Dad's father William Andrew Buchanan, whom we called Pa, died the year before I started school. He lived in a shack behind the house of Jack and Tina, He had a blacksmith shop there, and I remember seeing him work there with glowing hot iron, pounding and shaping it with his hammer and anvil. Sometimes he would let me turn the bellows while he worked. He could even use his hammer and anvil to weld two pieces of iron together which seemed somewhat amazing. He was hospitalized for a stroke, and he was recovering well. When the nurse delivered his tray of food he was joking with her about going home the next day. When she returned to pick up his tray a little later, she found him dead. I can still remember a few details of his funeral in Wetaskiwin.

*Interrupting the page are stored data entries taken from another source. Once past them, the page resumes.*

PR #2174, opened 2025-03-01
Upgrade and bug fixes in adios2 (io form=14)

### LINKED ISSUE #2167: ADIOS2 (io_form=14) errors when enabling compression and having more than one (nesting) domains
**Describe the bug**
An error 'Operator Compressor defined twice' occurs when using ADIOS2 to write wrfout* and wrfrs* for more than one domains. The files are all written, but only the wrfout* of the first domain are compressed.

**To Reproduce**
Have the below set in namelist.input
```
&time_control
 io_form_history                     = 14,
 io_form_restart                     = 14,
/

&namelist_adios2
 adios2_compression_enable = .true.,
/

&domains
/
```

**Expected behavior**
The outputted wrfout* and wrfrst* are smaller than what obtained when using 'adios2_compression_enable = .false.', and with no errors.

**Screenshots**
Image
Image
Image

**Attachments**
[namelist_input.txt](https://github.com/user-attachments/files/18782956/namelist_input.txt)

**Additional notes**
The net file size becomes larger when using more processors (MPI tasks) to run exactly the same case, i.e., namelist.input, wrfinput*, wrfbdy*. Just FYI here, I will search and ask about this behavior in the ADIOS2 github.

SKanoksi:
Upgrade and bug fixes in ADIOS2 (io_form=14)

TYPE: new feature, bug fixes, enhancement

KEYWORDS: ADIOS2, compression, blosc compressor, blosc clevel, operator defined twice, IO declare twice, lib64

SOURCE: Somrath Kanoksirirath (NCR, ThaiSC)

DESCRIPTION OF CHANGES:
Problem:
1. 'Compressor operator defined twice' exception is thrown when having more than one domains, causing no compression in subsequent files. (#2167)
2. Segmentation fault occurs when running wrf.exe with 'adios2_compressoin_enable = .true.' when WRF is compiled using Intel oneAPI (ifx) or Cray Fortan compiler, for example. Note: this error is not found when using ifort.
3. New/future blosc compressor (input for 'adios2_blosc_compressor') cannot be used since the accepted list is hard coded.
4. The compression level of the blosc compressor cannot be adjusted.
5. 'IO wrfbdy_d01 declared twice' exception is thrown when running wrf.exe with 'io_form_boundary = 14', causing the run to stop.
6. Error/Warning messages do not state which adios2 function is causing the problem
7. '-ladios2_fortran_mpi' and/or '-ladios2_fortran' library are not found when building WRF if ADIOS2 installation has both /lib and /lib64 directories.

Solution: 
(in order)
1. Use 'adios2_inquire_operator' to check and reuse the existing 'Compressor' operator. Because ADIOS2 operator needs to have an unique name, so declaring a new one using exactly the same name will throw an exception.
2. Remove 'if (DH%compress_operator%name .ne. 'Compressor')' condition which accessing the name before the operator is defined in later lines. (Note: the fix mentioned in #2167 was not taken account of this issue.)
3. Remove the hard-coded check. When the blosc compressor is not supported or not available, let the exception from ADIOS2 propagates up and return with a meaningful error message instead.
4. Add 'adios2_blosc_clevel' to &namelist_adios2 in Register/registry.io_boilerplate. Use 'adios2_set_operation_parameter' to set blosc compression level, in external/io_adios2/wrf_io.F90. Update doc/README.adios2.
5. Find and use a vacant IO name by iterating 'filename_<n>' and provide a heads-up to user. (Note: ADIOS2 IO needs to have an unique name under the same ADIOS2 program-wide interface.)
6. Edit error/warning messages in external/io_adios2/wrf_io.F90 to make them more meaningful.
7. Edit arch/Config.pl to make it prefer /lib64 (where the shared libraries are resided if the directory exists) over /lib (where the ADIOS2 Python API, /pythonXX/site-packages/adios2, is resided when both /lib64 and /lib exist).

ISSUE: Fixes #2167 and more

LIST OF MODIFIED FILES:
M Registry/registry.io_boilerplate
M arch/Config.pl
M doc/README.adios2
M external/io_adios2/wrf_io.F90

TESTS CONDUCTED:
1. Similar tests as in #2167 were conducted using Intel Classic (ifort), Intel oneAPI (ifx) and Cray Fortran (ftn) compilers (using DM+SM option) on a HPE Cray EX system. The programs run and complete successfully. The compressed outputs are reduced in size by around 60%. The sampling results are the same.
Screenshot from 2025-03-01 19-00-53
2. Additional tests, where ADIOS2 is also used for wrfbdy and wrfinput to run real.exe and then wrf.exe, were conducted. The programs run and complete successfully but with some warnings/exceptions from ADIOS2. The RSL logs, with step checking in external/io_adios2/wrf_io.F90 uncomment, are attached. This behavior is also mentioned in the new README.adios2. [ADIOS2_bdy14_log.zip](https://github.com/user-attachments/files/19042941/ADIOS2_bdy14_log.zip)
4. The restart run works properly.

RELEASE NOTE:
Upgrade and bug fixes in ADIOS2 (io_form=14)


SKanoksi:
Don't know why the WRF regression test failed, even when only the doc/README.adios2 is changed. Will try another one step by step.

In my Grade One year, my parents boarded me with the Alfred Bensons, a childless couple in Breton for the winter. I remember spending Christmas with my family at the Green Squirrel Lumber Camp at Alder Flats. The camp was on the Walberg property, and was named after my brother Lloyd, who scampered around in his green parka.

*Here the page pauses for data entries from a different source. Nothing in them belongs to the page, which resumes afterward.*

PR #2175, opened 2025-03-04
Upgrade and bug fixes in ADIOS2 (IO=14)

### LINKED ISSUE #2167: ADIOS2 (io_form=14) errors when enabling compression and having more than one (nesting) domains

SKanoksi:
(Previously #2174 ) Upgrade and bug fixes in ADIOS2 (io_form=14)

TYPE: bug fix, enhancement

KEYWORDS: ADIOS2, compression, blosc compressor, blosc clevel, operator defined twice, IO declare twice, lib64

SOURCE: Somrath Kanoksirirath (NCR, ThaiSC)

DESCRIPTION OF CHANGES:
Problem:
1. 'Compressor operator defined twice' exception thrown when having more than one domains, causing no compression in subsequent files. (#2167)
2. Segmentation fault when running wrf.exe with 'adios2_compressoin_enable = .true.' when WRF is compiled using Intel oneAPI (ifx) or Cray Fortan compiler, for example. Note: this error is not found when using ifort.
3. New/future blosc compressor (for 'adios2_blosc_compressor') cannot be used since the accepted list is hard coded.
4. Add 'adios2_blosc_clevel' in &namelist_adios2 for adjusting blosc compression level
5. 'IO wrfbdy_d01 declared twice' exception thrown when running wrf.exe using 'io_form_boundary = 14'
6. Error/Warning messages do not state which adios2 function is causing the problem
7. '-ladios2_fortran_mpi' and/or '-ladios2_fortran' library not found when ADIOS2 having both /lib and /lib64

Solution:
1. Use 'adios2_inquire_operator' to check and reuse the existing 'Compressor' operator. Note: ADIOS2 operator needs to have an unique name under the same ADIOS2 IO.
2. Remove 'if (DH%compress_operator%name .ne. 'Compressor') then' condition which accessing the name before the operator is defined in subsequent lines. Note: the fix mentioned in #2167 was not taken account of this issue.
3. Remove the hard coded check. When the compressor is not supported, let the exception from ADIOS2 propagates up and return with a more meaningful error message.
4. Add 'adios2_blosc_clevel' to Register/registry.io_boilerplate. Use 'adios2_set_operation_parameter' to add this feature to the compress operator. Update doc/README.adios2.
5. Find and use a vacant IO name by iterating 'filename_<n>' and provide a heads-up to user. Note: ADIOS2 IO needs to have an unique name under the same ADIOS2 program-wide interface.
6. Edit error/warning messages making them more meaningful.
7. Edit arch/Config.pl to make it use /lib64, where the shared libraries are reside, if the directory exists before use /lib

ISSUE: Fixes #2167 and more

LIST OF MODIFIED FILES:
M Registry/registry.io_boilerplate
M arch/Config.pl
M doc/README.adios2
M external/io_adios2/wrf_io.F90

TESTS CONDUCTED:
1. Similar tests as in #2167 were conducted using Intel classic (ifort), Intel oneAPI (ifx) and Cray Fortran (ftn) compilers (using DM+SM option) on a HPE Cray EX system.
2. Additional tests, where ADIOS2 is also used for wrfbdy and wrfinput to run real.exe and wrf.exe, were conducted. The program run and complete successfully but with some warnings from ADIOS2 as mentioned in README.adios2.
3. The restart run  also works properly.

RELEASE NOTE:
Upgrade and bug fixes in ADIOS2 (io_form=14)

### DIFF
--- a/arch/Config.pl
+++ b/arch/Config.pl
@@ -732,13 +732,13 @@ while ( <CONFIGURE_DEFAULTS> )
     if ( $sw_adios2_path ) 
       { $_ =~ s/CONFIGURE_WRFIO_ADIOS2/wrfio_adios2/g ; 
         $_ =~ s:CONFIGURE_ADIOS2_FLAG:-DADIOS2: ;
-        if ( -d "$sw_adios2_path/lib" )
-          {
-            $adios2_libdir = "$sw_adios2_path/lib" ;
-          }
-        elsif ( -d "$sw_adios2_path/lib64" )
+        if ( -d "$sw_adios2_path/lib64" )
           {
             $adios2_libdir = "$sw_adios2_path/lib64" ;
+          }
+        elsif ( -d "$sw_adios2_path/lib" )
+          {
+            $adios2_libdir = "$sw_adios2_path/lib" ;
           }
         else
           {
@@ -1120,13 +1120,13 @@ while ( <ARCH_PREAMBLE> )
     if ( $sw_adios2_path ) 
       { $_ =~ s/CONFIGURE_WRFIO_ADIOS2/wrfio_adios2/g ; 
         $_ =~ s:CONFIGURE_ADIOS2_FLAG:-DADIOS2: ;
-        if ( -d "$sw_adios2_path/lib" )
-          {
-            $adios2_libdir = "$sw_adios2_path/lib" ;
-          }
-        elsif ( -d "$sw_adios2_path/lib64" )
+        if ( -d "$sw_adios2_path/lib64" )
           {
             $adios2_libdir = "$sw_adios2_path/lib64" ;
+          }
+        elsif ( -d "$sw_adios2_path/lib" )
+          {
+            $adios2_libdir = "$sw_adios2_path/lib" ;
           }
         else
           {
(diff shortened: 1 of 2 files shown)


SKanoksi:
I don't know why the WRF regression test always fails even when only the doc/README.adios2 is changed, since #2174. Furthermore, I never got the emails even after following the [guideline](https://github.com/wrf-model/WRF/wiki/How-to-Get-Jenkins-Emails).

I give up, since there are other IO options and the community mostly uses NetCDF anyway. 

For anyone wanting to try ADIOS2 (IO=14) with data compression for nest domain and others, either visit #2167 or my [fork](https://github.com/SKanoksi/WRF/tree/Upgrade-and-bug-fixes-in-ADIOS2-(io_form%3D14)), then edit the above mentioned files manually. Best regards.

When I was in Grade 2, Reg and I walked about 2 miles each way to catch the school van. This was nothing exceptional, as my parents and their parents also had walked to school. On one occasion Reg and I decided that we would play hookey. Instead of walking all the way to Kubejko's corner, we played until we thought it was lunch time and ate our lunch and then played some more. We were surprised that our mother figured out that we had not spent the day at school, when we arrived back home about noon. It was hard to put one over on Mom! I believe it was later that winter that my parents rented a house in Breton, while the Halucza family lived in our house and looked after our animals for the winter. Mom and Dad gave them the calf they had raised.
The next year Jack found a job in Edmonton with Standard Iron Works, and he and Tina moved to Edmonton. We moved into the new house that Dad and Jack and their father had built on Jack's farm, the former Charlie Broughton place. Mom and Dad now had two farms to run.